PR #3717, opened 2023-02-18
Allow %[fmt] in $folder_format

leonphilman:
* **What does this PR do?**

This is a patch I've bin sitting on for a while, I've polished it a little, so maybe it might be useful to others.
The patch adds the `%[fmt]` expand to browser format to allow formatting the date with an `strftime(3)` sequence similar to what `$pgp_entry_format` has.

To my knowledge this is the last format which relies on `$date_format` but had no other way of formatting dates, so maybe you guys can think about deprecating `$date_format`.

### DIFF
--- a/browser/browser.c
+++ b/browser/browser.c
@@ -209,7 +209,8 @@ static const char *folder_format_str(char *buf, size_t buflen, size_t col, int c
                                      const char *if_str, const char *else_str,
                                      intptr_t data, MuttFormatFlags flags)
 {
-  char fn[128], fmt[128];
+  char fn[128] = { 0 };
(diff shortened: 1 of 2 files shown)


flatcap:
Welcome to NeoMutt!
Thank you very much :-)

I shall have a good read of this, later.

flatcap:
> maybe you guys can think about deprecating `$date_format`

Hmm... possibly.
We could start by giving examples of how get the same effect without it.

flatcap (approved):
Lovely job.
Thank you! :heart:

Are you sitting on any other useful patches?
Got any other good ideas?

++++++++++

*What the task asks*
Go through the records and report each line that contains "good".

*Exercise output*
I shall have a good read of this, later.
Got any other good ideas?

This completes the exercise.